About DPD and its inventors.
DPD is currently being implemented, and a beta version will be made available within a few months. The technology behind DPD is owned by its inventors; a detailed description of the techniques can be obtained under disclosure.
Markus Jakobsson (www.markus-jakobsson.com) is Associate Professor of Informatics at Indiana University at Bloomington (IUB), Adjunct Associate Professor of Computer Science at IUB, and Associate Director of the Center for Applied Cybersecurity (http://cacr.iu.edu/). Previous to working at IUB, he was Principal Research Scientist at RSA Security, and a Member of the Technical Staff at Bell Labs, Lucent Technologies. He holds a PhD in computer science from University of California at San Diego, and is an inventor or co-inventor of over 50 patents and patents pending.

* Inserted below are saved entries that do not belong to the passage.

PR #2386, opened 2026-07-06
fix: report custom HTTP embedding endpoint failures instead of huggingface download errors (#2385)

### LINKED ISSUE #2385: Custom HTTP embedding endpoint failures are misreported as huggingface.co download errors
### Area

### Summary

When a custom HTTP embedding endpoint (`--embedding-base-url` / `GITNEXUS_EMBEDDING_URL`) is unreachable, the CLI reports it as a **huggingface.co model-download failure** — even though HTTP mode never downloads a model and never contacts huggingface.

### Context

Reported by @kajiev in https://github.com/abhigyanpatwari/GitNexus/issues/628#issuecomment-4891590140. User pointed `--embedding-base-url` at a local server, the request to that server failed, and the CLI told them "The embedding model could not be downloaded / huggingface.co may be unreachable" — sending them down the wrong debugging path.

Root cause (misclassification in the CLI error handler):

- HTTP mode is active (`isHttpMode()` true), so `initEmbedder()` is skipped and **no local/HF download is attempted** — confirmed by the `Using custom embedding endpoint:` line that prints first.
- The first batch POST to `<base-url>/embeddings` fails to connect. `gitnexus-shared/src/integrations/resilient-fetch.ts` rethrows Node's raw `fetch failed` on a terminal network error, which `core/embeddings/http-client.ts` (`httpEmbedBatch`) wraps as `Embedding request failed (<url>, batch N): fetch failed`.
- That error propagates to the CLI catch in `cli/analyze.ts` (~L1647): `isHfDownloadFailure(msg) || msg.includes('Failed to download embedding model')`.
- `isHfDownloadFailure` → `isNetworkFetchError` (`core/embeddings/hf-env.ts:96`) matches **any** string containing `fetch failed` / `ECONNREFUSED` / `ENOTFOUND` / `ETIMEDOUT` / `ECONNRESET`.
- There is **no `isHttpMode()` guard** on that branch, so a custom-endpoint connection failure is attributed to a huggingface download.

### Expected behavior

In HTTP mode, a failure to reach the custom endpoint should surface an endpoint-specific message (the actual URL — masked via `safeUrl` — and the underlying reason: connection refused / timeout / DNS), with no mention of huggingface.co or model downloads.

### Actual behavior

The CLI prints the huggingface-download remediation block (`HF_ENDPOINT=…`, "the model is cached — future runs work offline", etc.), which is irrelevant and misleading when a custom HTTP endpoint is configured.

### Steps to reproduce

1. Point the embedding endpoint at an address where nothing is listening (or a wrong port):
   ```
   gitnexus analyze --embeddings \
     --embedding-base-url http://127.0.0.1:1/v1 \
     --embedding-model some-model --embedding-dims 1024
   ```
2. `Using custom embedding endpoint: http://127.0.0.1:1/v1 (model: some-model)` prints (HTTP mode confirmed).
3. On the first batch the run fails with "The embedding model could not be downloaded / huggingface.co may be unreachable from your network" instead of an endpoint-connection error.

### Environment

- Reporter: GitNexus v1.6.8
- Applies to current `main` as well (code paths cited above are unchanged).

### Logs / screenshots

From #628:
```
Embedding 0/7254{"level":50,...,"embedErr":{},"msg":"❌ embedBatch failed for 8 texts ..."}
  ████████████████████████████████████░░░░  90% | Embedding 0/?
  The embedding model could not be downloaded.
  huggingface.co may be unreachable from your network
```

### Proposed fix

Gate the HF-download branch in `cli/analyze.ts` on `!isHttpMode()`, and/or classify the wrapped `httpEmbedBatch` failures explicitly so the CLI prints an endpoint-connection message (with the masked URL) rather than the HF guidance. The dimension-mismatch path already produces a correct, endpoint-specific message — connection/timeout failures should too.

magyargergo:
## Summary

`gitnexus analyze --embeddings` against a custom HTTP embedding endpoint (`--embedding-base-url` / `GITNEXUS_EMBEDDING_URL`) now reports endpoint failures **as endpoint failures** — surfacing the masked URL and the real reason — instead of the misleading *"The embedding model could not be downloaded / huggingface.co may be unreachable"* remediation. HTTP mode never downloads a model, so the old message sent users down the wrong debugging path (set `HF_ENDPOINT`, check the model cache). Fixes #2385.

## Root cause

`httpEmbedBatch` wrapped every endpoint failure as a plain `Error` whose message contained `fetch failed` / `ECONNREFUSED`. The analyze CLI catch classified errors by matching those substrings (`isHfDownloadFailure` → `isNetworkFetchError`) with no `isHttpMode()` guard, so a custom-endpoint connection failure was attributed to a HuggingFace download.

## What changed

- **Typed error, type-based classification.** The HTTP embedding path (`http-client.ts`) now throws a typed `HttpEmbeddingError` from every endpoint-failure site; the CLI discriminates on the **error type**, not its message text — locale-proof and rewording-proof, matching the codebase's existing `CircuitOpenError` / `err.name === 'TimeoutError'` idiom.
- **Accurate, neutral message.** The endpoint branch surfaces the real reason (masked URL + cause) and covers both *never-reached* failures (connection / timeout / DNS / circuit-open) and *reached-but-failed* ones (4xx/5xx, dimension/shape mismatch, unparseable/empty body) without falsely asserting "unreachable". New `recoveryHint: http-embedding-endpoint-error`.
- **Complete classification.** A reachable-but-wrong endpoint that answers `200` with an HTML/truncated body is now classified as an endpoint failure instead of escaping as a raw `SyntaxError` to the generic stack-dump path.
- **HF branch gated on `!isHttpMode()`**, resolved defensively so a malformed `GITNEXUS_EMBEDDING_DIMS` can't throw out of the error handler.

## Testing

- `test/unit/http-embedder.test.ts` — typed-error classification (instance, cross-realm `name` fallback, negatives) plus type-completeness fences on the connection, timeout, non-OK-status, and non-JSON-body paths.
- `test/unit/analyze-http-endpoint-error.test.ts` — CLI catch routing: endpoint message + masked URL, no huggingface leakage, HF branch suppressed in HTTP mode, real HF path unchanged when HTTP mode is off, unrelated errors not captured, and a regression guard that a dimension mismatch is not mislabeled "unreachable".
- Full-package typecheck + lint clean; sibling embedding/analyze suites green.

Reviewed by a 6-persona pass (correctness, reliability, testing, maintainability, adversarial, project-standards); all findings (2× P2, 3× P3) resolved in this branch.

No production/runtime service impact — this is a CLI diagnostic-message and error-classification change. Validate by running `gitnexus analyze --embeddings --embedding-base-url http://127.0.0.1:1/v1 --embedding-model m --embedding-dims 1024` against a dead endpoint and confirming the endpoint-connection message appears with **no** huggingface text. Failure signal to watch: a new report that custom-endpoint failures still mention huggingface.co.

## CI Failures Unresolved

Three checks are red; none is caused by this diff (all substantive suites pass: Ubuntu/macOS tests, node-floor compat, tree-sitter ABI ×3, coverage, quality lint/format/typecheck, CodeQL, packaged-install smoke).

- **`tests / windows-latest (platform-sensitive)`** — the Windows job hit a global **15-minute vitest wall-clock timeout** (`vitest timed out after 15 minutes`), not a test assertion failure. This is a pre-existing, recurring Windows-runner flake: the identical job also timed out on the unrelated PR `fix/line-numbers-2377-2379` ([CI run 28792120564](https://github.com/abhigyanpatwari/GitNexus/actions/runs/28792120564)), and Ubuntu coverage runs ~15m37s — right at the budget — so the slower Windows runner tips over. This diff adds only 3 small error-handling edits + 2 fast unit-test files; it cannot add 15 minutes to the suite. Re-ran the job twice; the timeout reproduced both times. No code-fix path in this PR. ([failing run](https://github.com/abhigyanpatwari/GitNexus/actions/runs/28807075877/job/85425242051))
- **`Vercel`** — "Authorization required to deploy." Deploy-authorization gate for fork PRs; requires a maintainer to approve the deployment. Infra gate, not a code failure.
- **`CI Gate`** — aggregate gate; red solely as a consequence of the two items above.

Suggested resolution: a maintainer re-runs the Windows job (or the repo raises the Windows vitest timeout / shards the platform-sensitive suite) and authorizes the Vercel deploy.


gitnexus/src/core/embeddings/http-client.ts
```diff
@@ -140,33 +175,56 @@ const httpEmbedBatch = async (
...
+  let data: { data: EmbeddingItem[] };
+  try {
+    data = (await resp.json()) as { data: EmbeddingItem[] };
+  } catch (err) {
+    throw new HttpEmbeddingError(
+      `Embedding endpoint returned an unparseable response (${safeUrl(url)}, batch ${batchIndex})`,
+      { cause: err },
+    );
+  }
+  if (!Array.isArray(data?.data)) {
```
magyargergo: **P3 (completeness gap, non-regression) — cross-engine, reproduced.** The new shape guard only checks the outer array, so a malformed item escapes the typed boundary.

**Trigger:** a reachable-but-wrong endpoint answers HTTP 200 with `{"data":[null]}` (or any `data` array with a literal `null` slot, matching batch count).

**Evidence:** `Array.isArray([null])` is `true`, so `[null]` passes here; then `httpEmbed` runs `new Float32Array(item.embedding)` (~:267) on `item === null` → raw `TypeError`, thrown *outside* `httpEmbedBatch`'s typed try/catch. In analyze, `isHttpEmbeddingError(err)` is `false` and the HF branch is gated off by `!inHttpMode`, so it lands on `writeFatalToStderr('Analysis failed', err)` (analyze.ts:1717) — the raw stack-dump path #2385 closes. This contradicts this module's own JSDoc, which claims a "wrong-shape response body" is covered. Narrow: only `null`/`undefined` items escape (`{}`, strings, numbers → length-0 → typed dimension-mismatch). `httpEmbedQuery` shares the crash at `items[0].embedding`.

**Severity split (honest):** Codex rated this P2/blocking; Claude rated it P3/non-regression (pre-PR `{data:[null]}` already stack-dumped). Flagged inline because it's reproduced by both engines, sits on this changed line, and undermines the PR's stated "all endpoint failures are typed" invariant.

**Fix (~2 lines + test):** `if (!Array.isArray(data?.data) || data.data.some((it) => !it || !Array.isArray(it.embedding)))` → throw `HttpEmbeddingError` ("unexpected response shape"). Add a `{"data":[null]}` fixture on the batch + query paths asserting `isHttpEmbeddingError(err) === true` (this also closes test-gap F1: the shape-check branch currently has zero coverage). [reproduced]

magyargergo (commented):
## Two-engine tri-review — PR #2386 (fix: report custom HTTP embedding endpoint failures, #2385)

**Engines:** Claude ran the GitNexus swarm + ce-code-review persona set; Codex (GPT-5.5 / xhigh) ran swarm + ce + adversarial. All three Codex legs ran live and returned real findings. Coverage is not degraded by the one Claude swarm lane that ended mid-investigation (risk-architect): its domain — regression to other consumers and mergeability — is fully covered by Codex B1, ce-correctness, and the adversarial MCP-consumer probe.

### Verdict: sound, mergeable-on-its-merits

This is a well-executed fix. The typed-error classification (`HttpEmbeddingError` + `isHttpEmbeddingError`, keyed on error **type** not message text) is the correct axis for the reported bug — a connection failure has no status/message to match on — and it is a deliberate, user-driven design choice. Both engines independently confirmed the branch ordering, same-process `instanceof` propagation, and security hygiene. **None of the findings below are regressions**; every one is either a pre-existing edge the PR narrows but doesn't fully close, or test-completeness. The one headline finding is a genuine cross-engine agreement but carries an honest severity split (Codex P2/blocking vs Claude P3/non-regression) — presented below as the coordinator reconciled it: a P3 completeness gap that is still inline-worthy.

### What's solid (credit — much was probed and refuted)

- **Design is correct.** Typed classification over message-matching is locale-proof and survives rewording; the JSDoc explains exactly why `isNetworkFetchError` can't separate a custom-endpoint failure from an HF-download failure. User-driven, not to be re-litigated.
- **Branch ordering verified by both engines.** The two message-matcher branches above the typed branch (`isLocalEmbeddingRuntimeBlockerMessage`, `isMissingLocalEmbeddingStackMessage`) are disjoint from every `HttpEmbeddingError` message; the typed branch fires first, and the HF branch is additionally `!inHttpMode`-gated. [reproduced by ce-correctness]
- **Same-process propagation holds.** `embedding-pipeline` rethrows the *same object* (530/600), `run-analyze` rethrows it (1738), no worker/`structuredClone` boundary — so `instanceof` survives to the analyze catch; the `.name` fallback is belt-and-suspenders. Confirmed by both engines (Claude ce-correctness/ce-reliability + Codex adversarial/swarm).
- **Security clean.** All 11 `HttpEmbeddingError` throws use `safeUrl(url)`; the API key travels only as an `Authorization: Bearer` header, never in error messages (existing test asserts this). 7 security vectors probed and refuted (Claude security-boundary). One residual URL-embedded-credential sub-case surfaced by Codex — see Finding 1.
- **Standards clean.** No CHANGELOG edit, no version bump, conventional `fix:` PR title, new `RecoveryHint` union member wired at its one call site with no exhaustive-switch consumer needing a new case, no `any`. (ce-project-standards: zero violations.)
- **Captive-portal win.** Moving `resp.json()` inside the typed boundary means a 200-with-HTML body now classifies as `HttpEmbeddingError` instead of leaking a raw `SyntaxError` — a real reliability improvement, with a test.
- **Prior 6-persona review's fixes all still hold** (neutral CLI header, shape-check inside the typed try/catch, defensive `inHttpMode`, dropped speculative `status?` field, type-completeness fences).

---

### Findings (all non-blocking)

#### Finding 2 — HEADLINE — malformed `null` response item escapes the typed boundary  ·  P3 (completeness gap, non-regression) · will be inlined
- **Trigger:** a reachable-but-wrong endpoint returns HTTP 200 with body `{"data":[null]}` (or any `data` array containing a literal JSON `null` slot, matching batch count).
- **Evidence:** `gitnexus/src/core/embeddings/http-client.ts:223` — the new shape guard only checks `Array.isArray(data?.data)`. `Array.isArray([null])` is `true`, so `[null]` passes; then `httpEmbed` at `:267` runs `new Float32Array(item.embedding)` on `item === null` → raw **`TypeError`**, thrown *outside* `httpEmbedBatch`'s typed try/catch. In analyze, `isHttpEmbeddingError(err)` is `false`, the HF branch is gated off by `!inHttpMode` (HTTP mode is true), so it falls to `writeFatalToStderr('Analysis failed', err)` at `analyze.ts:1717` — a raw stack dump, the exact failure class #2385 closes. This contradicts the PR's own JSDoc claiming "wrong-shape response body" is covered.
- **Scope (narrow):** only literal `null`/`undefined` items escape. `{}`, strings, and numbers coerce to `Float32Array` length 0 → caught as a *typed* dimension-mismatch. `httpEmbedQuery` shares the crash at `items[0].embedding` but there it's swallowed by `semanticSearch` → silent empty results (still a missed classification).
- **Not a regression:** pre-PR, `{data:[null]}` also produced a raw TypeError → stack dump. This is a completeness gap in the new guard, not new breakage.
- **Cross-engine — strongest signal in the review.** Codex B1 swarm [P2, "blocks merge: yes"] + B3 adversarial [medium] + B2 ce (×4 personas: reliability, testing, correctness, maintainability) AND Claude ce-adversarial [P3, reproduced] + ce-correctness [P3 residual]. **Severity split reported honestly:** Codex = P2/blocking; Claude = P3/non-regression. Coordinator call: **P3 completeness gap, inline-worthy** (reproduced, both-engine, on a changed line, contradicts the code's own contract). [reproduced]
- **Fix (~2 lines + test):** reject any item that isn't an object with an array `embedding` at the shape guard, e.g. `if (!Array.isArray(data?.data) || data.data.some((it) => !it || !Array.isArray(it.embedding)))`, throwing `HttpEmbeddingError` ("unexpected response shape"). Add a `{"data":[null]}` fixture on the batch and query paths asserting `isHttpEmbeddingError(err) === true`.

#### Test-hardening cluster  ·  P2/P3 · Claude ce-testing (all REPRODUCED by reverting the shipped code and confirming all 43 tests stay green)
The PR added a "type-completeness fence" pattern (`expect(isHttpEmbeddingError(err)).toBe(true)`) to some new throw-sites but not uniformly. Each item below was verified by mutating a `HttpEmbeddingError` throw back to `Error` (or removing a defensive `try/catch`) — reintroducing #2385's exact bug class — with zero test failures.
- **F1 (P2) — shape-check branch has zero coverage.** `http-client.ts:223-227`. No test drives a non-array `data.data`. (Overlaps Finding 2's location — the same test fixture closes both.) [reproduced]
- **F3 (P2) — four converted throw-sites assert message-text only, not type.** `http-client.ts:259-262` (vector-count), `:270-278` and `:317-323` (dimension mismatch ×2), `:306` (empty response). These were switched `Error`→`HttpEmbeddingError` in this diff — exactly the "reached-but-failed" class the PR targets — but their tests still use `.rejects.toThrow('...')` only. A future refactor reverting any one would silently reintroduce #2385 with no test failing. Fix: add `expect(isHttpEmbeddingError(err)).toBe(true)` to the four tests. [reproduced]
- **F2 (P2) — terminal 4xx (`!resp.ok`, e.g. 404) throw untested.** `http-client.ts:202-207`. The single most realistic `--embedding-base-url` misconfiguration (wrong path → 404, bad key → 401/403); all existing "status" tests use 500 (different catch branch) or 429/503 (retry-then-succeed). Fix: stub `fetch` → `{ ok:false, status:404 }`, assert typed. [reproduced]
- **F4 (P3) — defensive `inHttpMode` try/catch never exercised.** `analyze.ts:1674-1680`. `isHttpMode` mock only ever returns; nothing makes it throw, so the `catch { return false }` arm is dead from the suite's view. Fix: mock `isHttpMode` to throw + an HF-shaped rejection, assert HF branch still fires. [reproduced]
- **F5 (P3, cosmetic) — stale "Kuzu" fixture name.** `analyze-http-endpoint-error.test.ts:214` uses `new Error('Kuzu write failed')`; the engine is LadybugDB now. Logic is correct (just needs any non-network error); rename to something dependency-agnostic. [code-read]

#### Finding 3 — malformed `GITNEXUS_EMBEDDING_DIMS` env var → undecorated stack dump  ·  P3 · Claude ce-reliability [P2] / ce-correctness [P3 residual], Codex did not emphasize
- **Trigger:** `GITNEXUS_EMBEDDING_URL` + `MODEL` set with a malformed ambient `GITNEXUS_EMBEDDING_DIMS` (e.g. `"1024abc"`) — a plausible Docker/K8s pattern that bypasses the `--embedding-dims` CLI-flag guard at `analyze.ts:1052`.
- **Evidence:** `readConfig()` (`http-client.ts:40-49`) throws a plain `Error`, called at the top of `httpEmbed`/`httpEmbedQuery` and every `isHttpMode()` — *outside* `httpEmbedBatch`'s typed try/catch. So it's neither an `HttpEmbeddingError` nor HF-matched → falls to the raw stack dump. [code-read]
- **Non-regression, and the cause text stays VISIBLE** (`writeFatalToStderr` prints `err.message`, so `"...must be a positive integer, got \"1024abc\""` is shown — just undecorated). The PR's defensive `inHttpMode` try/catch correctly prevents the handler itself from crashing here. Narrow trigger.
- **Fix (optional):** wrap the DIMS-validation throw as `HttpEmbeddingError`, or add a message-recognizing branch mirroring the existing `EMBEDDING_DIMS_ERROR` early-exit, so env-var and CLI-flag paths get the same clean output.

#### Finding 1 — credential-in-URL leak via `reason`  ·  P3 hardening (cross-engine split) · Codex B3 [high] + coordinator [reproduced] vs Claude security clean
- **Trigger:** `GITNEXUS_EMBEDDING_URL=https://user:secret@host/v1`.
- **Evidence (REPRODUCED, coordinator, Node 22.16):** undici hard-fails a credential-bearing URL at `Request` construction with `TypeError: Request cannot be constructed from a URL that includes credentials: https://user:secret@…`. `http-client.ts:195-198` interpolates `reason = err.message` verbatim after `safeUrl(url)` — so the full `user:secret` URL re-enters the message, which analyze prints to stderr and captures in structured logs. `safeUrl` masks only the first arg, not `reason`.
- **Why Claude rated the surface clean:** the security-boundary lane refuted only the API-key-in-header sub-case; it never tested URL-embedded credentials. This is a genuine cross-engine split, not a contradiction.
- **Non-regression** (`reason`-interpolation predates the PR) and narrow (requires creds embedded in the URL, not the default `GITNEXUS_EMBEDDING_API_KEY` header). But this PR re-touches this exact throw and elevates the message to first-class user-facing + logged, and undici fails such a URL on *every* run — so it's the right place to sanitize.
- **Fix:** scrub the configured raw URL / userinfo / query from `reason` before interpolation; add a regression test asserting the message omits `user:secret`. Body note, not inline.

#### Maintainability notes  ·  P3 · Claude ce-maintainability (brief, future-refactor)
- **analyze.ts catch-cascade growth.** `analyze.ts:1546-1768` is now a ~12-branch if/else-if classification cascade whose correctness depends on hand-maintained "must come before X" ordering comments. The PR **correctly follows the existing pattern** (ce-project-standards confirmed), so this is a future-refactor suggestion (extract to an ordered classifier array), not a demand on this PR.
- **Duplicated rationale comment.** `analyze.ts:1670-1673` and `1685-1690` state the "readConfig can throw on malformed DIMS, handler must never throw" fact nearly verbatim, four lines apart — state it once.
- **Out-of-scope follow-up:** `doctor.ts` calls `isHttpMode()` unguarded 3× (~166/179/188) — the same crash this PR defends against in analyze. Worth a follow-up issue, not this PR.

---

### CI status — nothing PR-introduced

`tests / windows-latest` is red because the **whole vitest suite hit the 15-min timeout** on unrelated heavy integration tests (e.g. `cli-limit-e2e ~109s`); the PR's own fast mocked tests never ran before the cap. This is the known Windows full-suite load-flake, not a PR assertion failure. `CI Gate` red is downstream of that timeout. Vercel red is a fork deploy-auth infra gate. **macOS, node-floor (22.14), ubuntu coverage all PASS; typecheck PASS.** GitHub reports `mergeable: MERGEABLE`, `mergeStateStatus: BLOCKED` solely on that red required check.

---

*Automated two-engine, multi-lane digest (GitNexus swarm + ce personas + Codex GPT-5.5 xhigh). Findings were cross-checked against the worktree; the headline was reproduced by both engines. Verify before acting — the single recommended change is the item-shape guard at the shape-check line, which closes Finding 2 and its overlapping test gap (F1) together.*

Steven Myers is an Assistant Professor in the School of Informatics and an Adjunct Assistant Professor for the Department of Computer Science at IUB. He will be receiving his PhD in the spring of 2005 from the University of Toronto. In industry, he has interned at the Mathematical Research Division of Telcordia Technologies and developed and implemented cryptographic technology for Echoworx Corp., a web-security based start-up company. He has four patents pending.